施索挺喜欢骑车的感觉,舍严一松手,她嗖一下加速冲了过去。
舍严一愣,这速度超过了他的可控范围,他疾步朝她追去,没一会,前面的滑板车又忽然调了个头,骑在车上的人潇潇洒洒回来,绕着他慢慢转了一圈,兴致勃勃地说:“这车太容易了,你看我灵活不?”
双目熠熠,神采飞扬。
舍严弯唇,老实站在原地,等她转够了圈,他才重新握住车把手。
施索制止:“诶你放开,待会儿我把你带摔跤了。”
舍严说:“马路上别玩。”
施索好笑:“你当我小孩啊。”
施索把车速放到最慢,原本还以为要开一会停一下等舍严,谁知舍严的行走速度基本能跟得上她的车速,施索扫了眼他的大长腿,脑中比划了一下她跟他的差距,她咂了咂嘴,问:“累吗?换你骑?”
走这点路算不上什么,舍严说:“不累。”
施索看见一家港式小吃,抬了抬下巴说:“有鸡蛋仔,你吃吗?”
“我去买。”
施索把车骑到港式小吃店门口,看了看招牌,点了一份冰激凌鸡蛋仔。舍严想了想,又加一杯金桔柚子茶,可以适当帮她解腻。
鸡蛋仔要现做,施索发现边上还有家女装店,想到上回只买了鞋,还没买喝喜酒要穿的新衣服,她下车说:“我去隔壁看看衣服。

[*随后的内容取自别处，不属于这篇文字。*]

Issue #758, opened 2019-05-24
Update GKE self managed script


KatrinaHoffert:
Kinda a follow up to #755, I noted a few other issues I had with the flow described in `docs/deploy/gke/README.md`. Firstly, the readme doesn't mention the need to update `glbc.yaml` for your custom image location. Secondly, the command flags are outdated and prevent the controller from running.

I want to also look into automating more of this or at least improving the documentation.

* We already get the project name from `gcloud`
* Network and subnetwork name are easily determined from `gcloud container cluster describe` (the cluster name is already provided to the setup script)
* The node-instance-prefix should be determinable from the cluster name and we strangly don't even allow the user to continue if it doesn't make that expectation!
* Node tags are a little harder. Get the instance groups from `describe cluster`, list instances, and describe those instances to get the network tags.

Zone should just be asked by the script. Should take the image URL in, too, so it can be just one command to set everything up.

I'll look into this. I already did the work of figuring out how to get that script to work for me and confirmed its working.

rramkumar1:
Closing since relevant PR has been merged. 

Thanks @KatrinaHoffert !

PR #759, opened 2019-05-24
Updates for usability of GKE self managed setup script

KatrinaHoffert:
For issue #758.

This does several things to make this setup much easier. But in short, it allows a single command to be used to setup for the vast majority of cases (with just `./gke-self-managed.sh -n CLUSTER_NAME -z ZONE`).

1. The CLI flags are updated to actually work (ie, represent those used by the GLBC now).
2. The gce.conf file is automatically populated from querying the cluster. All options can be instead provided as CLI flags if the querying gets them wrong or to speed things up slightly (the time to query is pretty negligible compared to the time to restart the cluster to turn off the default GLBC, though).
3. The `glbc.yaml` file is automatically setup with the image instead of letting users create an invalid deployment that won't be caught till runtime.
4. The script defaults to building and pushing the image, making the script usable for quickly testing changes. The image to use can be specified as a flag instead. The registry to use is customizable the same way `make push` does.
5. We handle progress better. No more winging it by hoping the API server is up  and running.

Opted not to make a test for it this ticket. We really should have some kinda test (since the script got terribly broken in 2 ways), but it's quite difficult to test given that it requires cluster ownership, needs push access to some container registry, requires an existing cluster, and is very slow no matter how you cut it (it needs to restart a cluster and realistically, a test would also need to create an ingress, which takes a few minutes). I'll make a new issue for testing it, but it's likely to be lower priority as the ROI is complicated.

This is a non-breaking change, since the existing `gce.conf` file is used as a template and if it were already filled in, those fields would just be ignored. The files that need modification are now copied to and `.gitignored`, too, so no risks of accidental commits or annoyance of having them show up in the `git status`.

### DIFF
--- a/docs/deploy/gke/README.md
+++ b/docs/deploy/gke/README.md
@@ -30,9 +30,6 @@ permission to do basically anything so all commands the script runs should
 theoretically work. If not, the script will do its best to fail gracefully
 and let you know what might have went wrong.
 
-The second step is to make sure you populate the [gce.conf](../resources/gce.conf) file. The instructions
-for populating the file are in the file itself. You just have to fill it in.
-
 # Important Details
 
 Most likely, you want to know what this script is doing to your cluster in order
@@ -41,11 +38,9 @@ can go ahead and skip this section.
 
 Here is a brief summary of each major thing we do and why:
 
-1. Turn off GLBC and turn on new GLBC in the cluster
-    * To be brief, the maintenance cost of running a new controller on the master
-      is actually pretty high. This is why we chose to move the controller
-      to the cluster.
-1. Create a new k8s RBAC role
+1. (If applicable) figure out information you didn't provide from the cluster and
+   build and push the GLBC image.
+2. Create a new k8s RBAC role
     * On the master, the GLBC has unauthenticated access to the k8s API server.
       Once we move the GLBC to the cluster, that path is gone. Therefore, we need to
       configure a new RBAC role that allows GLBC the same access.
@@ -54,10 +49,13 @@ Here is a brief summary of each major thing we do and why:
       token pulled from a private GKE endpoint. Moving to the cluster will result in
       us not being able to utilize this. Therefore, we need to create a new GCP
       service account and a corresponding key which will grant access.
-4. Start new GLBC (and default backend) in the cluster
-    * As stated before, we need to run the GLBC in the cluster. We also need to
-      startup a new default backend because the mechanism we use to turn off the
-      master GLBC removes both the GLBC and the default backend.
+4. Update the cluster to turn off the default GLBC
+    * This restarts the cluster master. The API server will be temporarily unavailable.
+5. Create our own default backend and custom GLBC on the cluster
+    * We need to startup a new default backend because the mechanism we
+      use to turn off the master GLBC removes both the GLBC and the default backend.
+    * This is dependent on the default GLBC being running initially, as we use
+      the same nodeport.
     * Because we have to recreate the default backend, there will be a small
       segment of time when requests to the default backend will time out.
 
@@ -71,30 +69,46 @@ Here is an explanation of each script dependency.
 1. [gce.conf](../resources/gce.conf)
     * This file normally sits on the GKE master and provides important config for
       the GCP Compute API client within the GLBC. The GLBC is configured to know
-      where to look for this file. In this case, we simply mount the file as a
-      volume and tell GLBC to look for it there.
+      where to look for this file. In this case, we simply mount a customized copy
+      of the file as a volume and tell GLBC to look for it there.
 2. [default-http-backend.yaml](../resources/default-http-backend.yaml)
     * This file contains the specifications for both the default-http-backend
       deployment and service. This is no different than what you are used to
       seeing in your cluster. In this case, we need to recreate the default
-      backend since turning off the GLBC on the master removes it.
+      backend since turning off the GLBC on the master removes it. Note that we
+      modify the file to use the same node port as before before we create the resource.
 3. [rbac.yaml](../resources/rbac.yaml)
     * This file contains specification for an RBAC role which gives the GLBC
       access to the resources it needs from the k8s API server.
 4. [glbc.yaml](../resources/glbc.yaml)
     * This file contains the specification for the GLBC deployment. Notice that in
       this case, we need a deployment because we want to preserve the controller
-      in case of node restarts.
+      in case of node restarts. The resource we create is from a customized copy of
+      this file that uses the specified (or newly built) image.
 
 Take a look at the script to understand where each file is used.
 
 # Running the Script
 
-Run the command below to see the usage:
+The script can take in a number of settings, but only really requires the cluster
+name and zone. You can provide other settings for if we incorrectly intuit any
+values. Usage:
 
-`./gke-self-managed.sh --help`
+```shell
+# Must be in the script directory
+cd docs/deploy/gke
+./gke-self-managed.sh -n CLUSTER_NAME -z ZONE
+```
 
-After that, it should be self-explanatory!
+For other options, see the `--help` output.
+
+Can speed things up if you've already pushed an image (or want to use a specific
+version) with `--image-url PATH` (eg,
+`--image-url k8s.gcr.io/ingress-gce-glbc-amd64:v1.5.2`). Can also set the `REGISTRY`
+env var to provide a custom place to push your image to if it's not the same project
+as your cluster is in. The tags pushed to will be that of the
+`git describe --tags --always --dirty` command. If the `VERSION` env var is set, that
+will be used as the tag.
 
 # Common Issues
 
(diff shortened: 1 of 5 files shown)


KatrinaHoffert:
And yes, my bash skills are not that great. There's probably tons of room for micro-optimizations and all with the tools I use for filtering text and all. I tried to use `gcloud`'s formatting as much as possible. I don't think it's a big area to nitpick, though, since the amount of time to update the cluster massively dominates the runtime.

There's some areas for future improvement that I did *not* do due to time constraints. Future improvements could be:

1. Check the cluster actually exists, as some commands assume it does.
2. Don't require the CWD to be the script's location.
3. Better handling of resources already existing (can often be skipped to allow resuming).
4. Stream the `make` output with `tee`.
5. There's probably some `gcloud --format` magic that could be used to avoid that ugly `cut`  for getting instance group names from the cluster.
6. We use the output of `gcloud container clusters describe` up to three times and it could be cached.
7. We should check the `gcloud config` stuff and permissions before we do anything.
8. We are dependent on the default GCLB HTTP backend already existing. We probably don't need to (just allow a random node port in that case?).
9. The heck is `manual_glbc_provision`?
10. Shebang is not on first line.
11. Most new commands I added don't handle errors.

docs/deploy/gke/gke-self-managed.sh
```diff
@@ -73,6 +82,14 @@ function cleanup() {
   exit 0
 }
 
+# Loops until calls to the API server are succeeding.
+function wait-for-api-server() {
```
rramkumar1: i'm not sure this will work. The reason I previously let the user decide when to proceed was because its possible that kubectl call returns once and then fails the second time.

docs/deploy/gke/gke-self-managed.sh
```diff
@@ -113,17 +159,78 @@ done
...
+# the build could fail and that should be caught early.
+if [[ -z $IMAGE_URL ]]; then
+  echo "image-url is not set; we will build and push ourselves. This may take a few minutes."
+  if [[ -z $REGISTRY ]]; then
+    REGISTRY="gcr.io/$PROJECT_ID"
+    echo "REGISTRY is not set. Defaulting to: $REGISTRY"
+  fi
+  # Extract just the URL (with tag) from the `make push` output. `sed -n` makes it
+  # not print normally while the `/../../p` makes it print just what it matched.
+  MAKE_PUSH_OUTPUT=$(cd ../../../; REGISTRY="$REGISTRY" make push 2>&1)
```
rramkumar1: I'm not a big fan of doing image pushes in this script. Why can't this just be done as a step before running the script?

docs/deploy/resources/glbc.yaml
```diff
@@ -23,7 +23,7 @@ spec:
       terminationGracePeriodSeconds: 600
       hostNetwork: true
       containers:
-      - image: k8s.gcr.io/ingress-gce-glbc-amd64:[SET VERSION HERE]
+      - image: ### IMAGE URL HERE ###
```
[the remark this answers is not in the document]
KatrinaHoffert: Can do. It was a "comment" previously because I wasn't sure I'd generate that file and just wanted it to fail loudly if the user forgot to fill it in (cause I did the first time!).

docs/deploy/gke/gke-self-managed.sh
KatrinaHoffert: What if I make pushing non default? I mostly just wanted a one command solution to getting changes running.

docs/deploy/gke/gke-self-managed.sh
KatrinaHoffert: What condition does that occur under? I can restore the old behavior, but I never encountered the described behavior in my testing.

docs/deploy/gke/gke-self-managed.sh
rramkumar1: Sure, non-default is fine.

docs/deploy/gke/gke-self-managed.sh
rramkumar1: When I first wrote the script, it happened for me quite often. I originally had the approach you have which was to just run some kubectl command. I quickly noticed quite often that the command would succeed but then subsequent commands in the script that talked to the API server would fail.

KatrinaHoffert: Huh. I do wonder if anything else has changed independent of the script (ie, if `cluster update` now blocks until the API server really is ready). But I can add the confirmation back in, too.

rramkumar1: Feel free to add this as a command-line option as well. So a flag dictates whether the script waits for user intervention or is greedy and proceeds after the first 200.

KatrinaHoffert: This was done. I made the `--no-confirm` flag I added skip the confirmation. And in testing that, I realized `--cleanup` could dangerously ignore flags depending on their order, so fixed that.

docs/deploy/gke/gke-self-managed.sh
KatrinaHoffert: This was done with `--build-and-push`. One of either `--image-url` or `--build-and-push` is required (otherwise we'd push the placeholder...). I also added some more protection from things going wrong with the build.

docs/deploy/resources/gce.conf
```diff
@@ -5,4 +5,4 @@ network-name = YOUR CLUSTER'S NETWORK
 subnetwork-name = YOUR CLUSTER'S SUBNETWORK
 node-instance-prefix = gke-YOUR CLUSTER'S NAME
 node-tags = NETWORK TAGS FOR YOUR CLUSTER'S INSTANCE GROUP
-local-zone= YOUR CLUSTER'S ZONE
+local-zone = YOUR CLUSTER'S ZONE
```
rramkumar1: Can you structure the file as follows? This makes it cleaner when substituting via sed.
```
[global]
token-url = nil	
# Your cluster's project
project-id = [PROJECT]
# Your cluster's network
network-name =  NETWORK	
# Your cluster's subnetwork
subnetwork-name = [SUBNETWORK]
# Prefix for your cluster's IG
node-instance-prefix = gke-[CLUSTER_NAME]
# Network tags for your cluster's IG
node-tags = [NETWORK_TAGS]
# Zone the cluster lives in	
local-zone= [ZONE]
```

docs/deploy/gke/README.md
```diff
@@ -71,30 +69,46 @@ Here is an explanation of each script dependency.
...
 
 # Running the Script
 
-Run the command below to see the usage:
-
-`./gke-self-managed.sh --help`
-
-After that, it should be self-explanatory!
+The script can take in a number of settings, but only really requires the cluster
+name and zone. You can provide other settings for if we incorrectly intuit any
```
rramkumar1: s/intuit/deduce

docs/deploy/gke/gke-self-managed.sh
```diff
@@ -211,24 +401,23 @@ done
...
+run_maybe_dry_kubectl kubectl create -f ../resources/default-http-backend.yaml.gen
 if [[ $? -eq 1 ]];
 then
   # Prompt the user to finish the last steps by themselves. We don't want to
   # have to cleanup and start all over again if we are this close to finishing.
-  error_exit "Error-bot: Issue starting default backend. ${PERMISSION_ISSUE}. We are so close to being done so just manually start the default backend with NodePort: ${NODE_PORT} and create glbc.yaml when ready"
+  error_exit "Error-bot: Issue starting default backend. ${PERMISSION_ISSUE}. We are so close to being done so just manually start the default backend with NodePort: ${NODE_PORT} (see default-http-backend.yaml.gen) and create glbc.yaml.gen when ready."
 fi
-rm ../resources/default-http-backend-copy.yaml
+rm ../resources/default-http-backend.yaml.gen # Not useful to keep because the port changes each run.
```
rramkumar1: Please add the comment above the line.

docs/deploy/gke/gke-self-managed.sh
```diff
@@ -15,20 +15,90 @@
...
+  echo "  --build-and-push         If set, we will instead build the code and push the"
+  echo "                           image, which will be used as the image-url. Set the"
+  echo "                           REGISTRY env var or we'll use the project GCR (see"
+  echo "                           the Makefile for defaults and other configuration)"
+  echo "  --help                   Display this help and exit"
+  echo "  --network-name           Override for the network-name gce.conf value"
+  echo "  --subnetwork-name        Override for the subnetwork-name gce.conf value"
+  echo "  --node-instance-prefix   Override for the node-instance-prefix gce.conf value"
+  echo "  --network-tags           Override for the node-tags gce.conf value"
+  echo "  --no-confirm             Don't ask confirmation to reenable GLBC on cleanup"
```
rramkumar1: Can you call this confirm rather than --no-confirm? Make it easier to reason about in the code.

KatrinaHoffert: Done. I assumed you mean the env var should be `CONFIRM`, to avoid the double negative. I didn't change the flag, since confirmation is the default.

KatrinaHoffert:
All done, @rramkumar1

rramkumar1:
/lgtm

Thanks for all these changes!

”让舍严看着车。
走进女装店,施索快速扫了一圈,挑了两款衣服,问过尺码后去了试衣间。
没一会,鸡蛋仔做好了,舍严拿着吃的走进服装店,施索也刚好换了一件裙子走出来。
“怎么样?”她站在穿衣镜前问。
导购先一步评价:“不是我吹什么彩虹屁,实话实说,小姐你身材实在太好了,这件裙子根本就是为你量身打造!”
身材前凸后翘,长相也够娇够俏,导购一个劲地夸赞。
“好看。”裙子性感,后背露着蝴蝶骨,前胸白皙,深沟醒目。
舍严看着镜子里的人,走到她背后,手指动了动,到底没有抬起来,想了下说,“不过中旬可能会冷,不太适合。”
老家气温比这里高,黎州现在已经要穿厚外套,老家白天还可以穿短袖,十月中旬的婚宴,穿裙子再搭一件小外套恰到好处。这家服装店正好有几件夏季清仓款,施索刚才一眼看中了这件深V礼服裙。
不过天气最难琢磨,到时说不定真会降温,施索决定放弃身上这件,但最重要的理由是另一个。
她掐着自己的腰,歪头看着镜子,说:“我不能喧宾夺主,还是穿得稍微朴素点吧。”佳宝长得好看,但身材跟她没法比。
舍严扯了下嘴角,压住眼底的笑意:“嗯。”
施索最后买了另一款。
走出服装店,舍严替她拿购物袋。施索咬了一口鸡蛋仔,看向璀璨街景。
她其实已经很久没看过夜景,平常下班不是开车就是地铁,路上全是车来车往,空气里也都是汽油味。
那天周五和舍严看演唱会,算是她难得一次休闲了。
换了种交通工具,路上看见的景致也变多了,施索闲散地逛着,边走边吃,舍严在她身旁推着滑板车。
施索说:“前几天爱找茬找我聊天,他问我他当记者合不合适,他说他也知道自己喜欢给人找茬,想来想去做记者最适合他。”